ASSIGNED TASK
Count up the lines below containing the word "capiVersion", and give the result with no other words.

(Saved entries)
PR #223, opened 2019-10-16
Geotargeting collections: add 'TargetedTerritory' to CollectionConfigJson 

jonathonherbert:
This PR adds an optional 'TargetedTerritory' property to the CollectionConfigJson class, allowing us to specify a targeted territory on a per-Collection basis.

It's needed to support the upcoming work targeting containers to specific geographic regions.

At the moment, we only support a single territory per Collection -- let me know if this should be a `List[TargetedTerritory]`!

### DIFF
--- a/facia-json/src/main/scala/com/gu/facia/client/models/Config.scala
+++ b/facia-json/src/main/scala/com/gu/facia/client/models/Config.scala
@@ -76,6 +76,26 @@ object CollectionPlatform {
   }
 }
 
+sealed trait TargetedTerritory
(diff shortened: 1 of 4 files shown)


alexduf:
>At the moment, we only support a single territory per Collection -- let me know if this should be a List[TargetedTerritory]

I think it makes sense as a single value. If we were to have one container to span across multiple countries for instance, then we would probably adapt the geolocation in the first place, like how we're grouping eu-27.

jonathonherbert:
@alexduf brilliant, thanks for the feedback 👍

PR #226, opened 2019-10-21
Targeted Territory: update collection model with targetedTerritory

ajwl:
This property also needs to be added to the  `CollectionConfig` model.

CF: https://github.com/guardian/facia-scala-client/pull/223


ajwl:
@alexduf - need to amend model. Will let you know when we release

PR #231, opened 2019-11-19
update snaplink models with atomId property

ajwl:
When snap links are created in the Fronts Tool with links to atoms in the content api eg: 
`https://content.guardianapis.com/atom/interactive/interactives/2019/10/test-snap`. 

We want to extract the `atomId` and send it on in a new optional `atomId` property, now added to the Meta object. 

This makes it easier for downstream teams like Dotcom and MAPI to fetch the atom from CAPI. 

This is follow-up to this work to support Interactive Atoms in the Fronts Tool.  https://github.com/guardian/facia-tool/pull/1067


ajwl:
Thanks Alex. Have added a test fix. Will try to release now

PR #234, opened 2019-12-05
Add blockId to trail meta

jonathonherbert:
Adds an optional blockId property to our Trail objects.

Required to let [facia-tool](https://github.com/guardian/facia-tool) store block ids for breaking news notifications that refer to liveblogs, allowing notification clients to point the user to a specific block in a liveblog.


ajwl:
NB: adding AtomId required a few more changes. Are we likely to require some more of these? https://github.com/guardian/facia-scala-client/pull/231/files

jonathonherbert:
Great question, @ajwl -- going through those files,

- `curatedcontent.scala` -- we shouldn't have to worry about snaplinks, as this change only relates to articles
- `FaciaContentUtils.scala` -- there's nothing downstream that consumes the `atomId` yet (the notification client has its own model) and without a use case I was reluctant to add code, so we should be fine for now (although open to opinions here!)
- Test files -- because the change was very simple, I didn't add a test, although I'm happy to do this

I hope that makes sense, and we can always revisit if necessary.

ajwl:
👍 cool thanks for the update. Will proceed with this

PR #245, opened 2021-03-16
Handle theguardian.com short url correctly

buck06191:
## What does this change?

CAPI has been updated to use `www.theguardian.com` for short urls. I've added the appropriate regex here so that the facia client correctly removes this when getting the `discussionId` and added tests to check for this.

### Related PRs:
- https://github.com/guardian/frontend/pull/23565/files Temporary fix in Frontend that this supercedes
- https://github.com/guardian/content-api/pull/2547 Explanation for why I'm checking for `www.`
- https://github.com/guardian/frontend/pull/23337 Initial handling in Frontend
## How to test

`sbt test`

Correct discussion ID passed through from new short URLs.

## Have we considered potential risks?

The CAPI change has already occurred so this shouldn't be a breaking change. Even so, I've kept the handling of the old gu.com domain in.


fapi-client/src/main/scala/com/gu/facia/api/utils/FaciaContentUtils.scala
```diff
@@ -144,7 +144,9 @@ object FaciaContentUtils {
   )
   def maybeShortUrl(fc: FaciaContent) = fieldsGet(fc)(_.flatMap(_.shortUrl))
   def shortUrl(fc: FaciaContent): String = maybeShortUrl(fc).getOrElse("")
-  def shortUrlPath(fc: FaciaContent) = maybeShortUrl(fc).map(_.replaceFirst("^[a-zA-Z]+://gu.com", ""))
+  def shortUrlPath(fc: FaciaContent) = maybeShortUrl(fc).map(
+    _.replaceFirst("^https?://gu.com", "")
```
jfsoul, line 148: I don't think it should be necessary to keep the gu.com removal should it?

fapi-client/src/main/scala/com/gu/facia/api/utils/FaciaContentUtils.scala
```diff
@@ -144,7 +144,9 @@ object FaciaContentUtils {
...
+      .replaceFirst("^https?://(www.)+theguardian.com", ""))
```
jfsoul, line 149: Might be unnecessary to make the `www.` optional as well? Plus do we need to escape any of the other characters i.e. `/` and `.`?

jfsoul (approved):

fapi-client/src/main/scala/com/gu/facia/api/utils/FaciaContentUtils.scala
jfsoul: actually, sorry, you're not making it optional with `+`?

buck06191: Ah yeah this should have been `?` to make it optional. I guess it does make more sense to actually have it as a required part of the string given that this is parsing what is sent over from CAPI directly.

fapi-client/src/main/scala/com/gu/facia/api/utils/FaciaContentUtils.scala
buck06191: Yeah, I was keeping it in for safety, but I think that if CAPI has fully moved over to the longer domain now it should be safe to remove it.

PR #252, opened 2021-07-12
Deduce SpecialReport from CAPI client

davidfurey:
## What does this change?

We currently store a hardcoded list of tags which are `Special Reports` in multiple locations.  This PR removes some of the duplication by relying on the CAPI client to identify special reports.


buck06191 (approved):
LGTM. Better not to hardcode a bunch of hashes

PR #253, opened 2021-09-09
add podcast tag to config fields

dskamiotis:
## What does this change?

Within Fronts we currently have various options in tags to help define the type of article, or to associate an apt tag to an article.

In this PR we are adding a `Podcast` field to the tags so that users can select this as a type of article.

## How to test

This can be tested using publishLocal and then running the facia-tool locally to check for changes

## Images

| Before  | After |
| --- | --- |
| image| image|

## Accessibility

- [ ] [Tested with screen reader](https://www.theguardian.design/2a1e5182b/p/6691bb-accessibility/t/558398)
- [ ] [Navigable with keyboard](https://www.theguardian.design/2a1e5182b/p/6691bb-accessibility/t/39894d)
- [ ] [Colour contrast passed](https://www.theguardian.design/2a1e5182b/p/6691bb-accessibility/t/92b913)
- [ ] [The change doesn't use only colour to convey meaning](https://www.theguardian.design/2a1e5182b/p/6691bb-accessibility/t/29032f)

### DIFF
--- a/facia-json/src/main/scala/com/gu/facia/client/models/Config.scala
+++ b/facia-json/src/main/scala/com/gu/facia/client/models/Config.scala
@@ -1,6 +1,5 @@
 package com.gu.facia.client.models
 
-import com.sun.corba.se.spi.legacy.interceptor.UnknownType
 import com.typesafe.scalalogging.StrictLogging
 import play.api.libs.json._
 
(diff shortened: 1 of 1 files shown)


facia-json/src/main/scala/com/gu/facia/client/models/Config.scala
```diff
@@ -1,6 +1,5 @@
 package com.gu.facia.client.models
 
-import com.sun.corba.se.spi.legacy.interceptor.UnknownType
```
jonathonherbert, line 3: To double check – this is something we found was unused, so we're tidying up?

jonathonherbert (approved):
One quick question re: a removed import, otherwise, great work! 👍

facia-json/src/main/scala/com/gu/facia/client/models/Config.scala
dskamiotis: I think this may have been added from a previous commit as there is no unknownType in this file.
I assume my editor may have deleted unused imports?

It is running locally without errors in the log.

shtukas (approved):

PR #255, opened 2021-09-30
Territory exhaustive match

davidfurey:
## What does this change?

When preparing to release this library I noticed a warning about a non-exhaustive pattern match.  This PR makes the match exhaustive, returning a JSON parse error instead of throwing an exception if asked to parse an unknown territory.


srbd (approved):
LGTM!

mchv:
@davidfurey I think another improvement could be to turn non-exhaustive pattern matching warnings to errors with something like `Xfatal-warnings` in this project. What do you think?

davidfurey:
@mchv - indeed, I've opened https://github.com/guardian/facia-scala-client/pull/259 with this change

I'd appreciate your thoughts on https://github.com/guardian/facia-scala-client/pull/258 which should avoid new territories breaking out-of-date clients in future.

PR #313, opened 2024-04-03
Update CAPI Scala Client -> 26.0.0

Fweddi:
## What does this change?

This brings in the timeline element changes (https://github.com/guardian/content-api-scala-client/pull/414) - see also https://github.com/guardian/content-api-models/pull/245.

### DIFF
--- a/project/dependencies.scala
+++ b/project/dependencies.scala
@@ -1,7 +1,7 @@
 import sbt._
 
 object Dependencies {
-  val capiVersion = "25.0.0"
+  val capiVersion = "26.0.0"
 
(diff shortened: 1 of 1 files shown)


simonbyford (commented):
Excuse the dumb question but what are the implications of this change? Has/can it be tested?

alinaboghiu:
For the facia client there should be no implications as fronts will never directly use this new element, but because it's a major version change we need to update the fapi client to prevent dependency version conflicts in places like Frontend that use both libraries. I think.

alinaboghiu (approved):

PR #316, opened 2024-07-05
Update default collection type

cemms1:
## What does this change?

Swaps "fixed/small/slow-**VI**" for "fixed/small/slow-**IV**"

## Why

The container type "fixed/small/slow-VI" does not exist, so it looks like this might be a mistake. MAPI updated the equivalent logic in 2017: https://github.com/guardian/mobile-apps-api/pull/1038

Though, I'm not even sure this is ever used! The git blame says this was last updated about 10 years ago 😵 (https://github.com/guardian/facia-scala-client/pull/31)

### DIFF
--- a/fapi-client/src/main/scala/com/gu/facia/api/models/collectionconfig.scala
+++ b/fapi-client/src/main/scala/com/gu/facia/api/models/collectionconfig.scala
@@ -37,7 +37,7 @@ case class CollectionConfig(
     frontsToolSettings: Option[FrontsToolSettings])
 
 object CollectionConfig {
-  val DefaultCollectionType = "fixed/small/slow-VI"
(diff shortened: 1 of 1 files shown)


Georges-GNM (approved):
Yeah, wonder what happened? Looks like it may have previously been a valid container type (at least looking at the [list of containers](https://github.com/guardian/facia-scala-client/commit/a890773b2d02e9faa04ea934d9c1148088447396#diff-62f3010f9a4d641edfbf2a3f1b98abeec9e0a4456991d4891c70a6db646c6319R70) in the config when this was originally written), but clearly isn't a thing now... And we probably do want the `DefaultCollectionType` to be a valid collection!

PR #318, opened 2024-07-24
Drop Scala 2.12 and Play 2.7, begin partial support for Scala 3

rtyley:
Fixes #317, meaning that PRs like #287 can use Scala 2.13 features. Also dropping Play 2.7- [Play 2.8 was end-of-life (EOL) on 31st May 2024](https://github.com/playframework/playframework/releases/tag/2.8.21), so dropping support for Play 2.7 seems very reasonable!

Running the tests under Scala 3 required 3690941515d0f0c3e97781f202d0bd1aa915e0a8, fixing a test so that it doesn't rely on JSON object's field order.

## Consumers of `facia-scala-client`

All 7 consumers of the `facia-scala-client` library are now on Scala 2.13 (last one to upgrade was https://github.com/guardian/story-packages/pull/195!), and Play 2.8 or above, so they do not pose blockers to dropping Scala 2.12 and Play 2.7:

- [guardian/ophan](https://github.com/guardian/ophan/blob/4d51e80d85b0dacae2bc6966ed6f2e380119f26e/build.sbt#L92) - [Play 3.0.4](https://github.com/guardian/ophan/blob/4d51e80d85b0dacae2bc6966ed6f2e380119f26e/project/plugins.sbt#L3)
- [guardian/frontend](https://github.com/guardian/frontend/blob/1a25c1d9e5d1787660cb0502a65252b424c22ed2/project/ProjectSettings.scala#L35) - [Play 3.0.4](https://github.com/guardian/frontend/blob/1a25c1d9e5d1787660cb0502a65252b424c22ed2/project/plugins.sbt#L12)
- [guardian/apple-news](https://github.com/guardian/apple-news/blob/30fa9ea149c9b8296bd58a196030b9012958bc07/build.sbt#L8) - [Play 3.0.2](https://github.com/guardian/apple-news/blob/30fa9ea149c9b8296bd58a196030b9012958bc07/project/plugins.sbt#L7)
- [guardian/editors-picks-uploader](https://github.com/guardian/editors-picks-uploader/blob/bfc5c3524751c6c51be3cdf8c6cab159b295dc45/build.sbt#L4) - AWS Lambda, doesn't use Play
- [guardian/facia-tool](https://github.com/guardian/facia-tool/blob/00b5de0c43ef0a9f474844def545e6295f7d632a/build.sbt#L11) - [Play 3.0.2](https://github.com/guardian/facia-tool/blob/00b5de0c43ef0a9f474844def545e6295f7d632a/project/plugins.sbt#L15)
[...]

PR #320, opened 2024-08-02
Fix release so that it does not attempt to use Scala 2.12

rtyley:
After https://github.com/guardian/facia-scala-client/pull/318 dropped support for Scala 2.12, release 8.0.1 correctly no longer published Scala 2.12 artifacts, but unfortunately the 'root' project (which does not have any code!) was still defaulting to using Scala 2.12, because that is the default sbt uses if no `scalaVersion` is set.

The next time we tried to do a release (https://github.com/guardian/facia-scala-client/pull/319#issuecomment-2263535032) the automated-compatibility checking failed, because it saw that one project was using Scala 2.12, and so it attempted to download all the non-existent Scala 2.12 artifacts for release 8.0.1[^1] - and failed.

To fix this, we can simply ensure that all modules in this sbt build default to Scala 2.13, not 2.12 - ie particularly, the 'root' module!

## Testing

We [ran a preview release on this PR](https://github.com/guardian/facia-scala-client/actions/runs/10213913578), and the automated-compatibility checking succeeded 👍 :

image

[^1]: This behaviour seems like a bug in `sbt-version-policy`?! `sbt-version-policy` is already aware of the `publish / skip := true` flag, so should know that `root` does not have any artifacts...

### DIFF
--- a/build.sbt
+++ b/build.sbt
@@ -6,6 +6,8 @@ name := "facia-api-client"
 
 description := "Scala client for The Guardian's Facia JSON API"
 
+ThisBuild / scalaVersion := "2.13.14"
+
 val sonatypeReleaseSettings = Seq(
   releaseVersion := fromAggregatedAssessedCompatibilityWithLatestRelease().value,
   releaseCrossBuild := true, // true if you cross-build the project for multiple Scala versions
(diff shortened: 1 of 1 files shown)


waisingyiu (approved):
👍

YOUR RESPONSE
2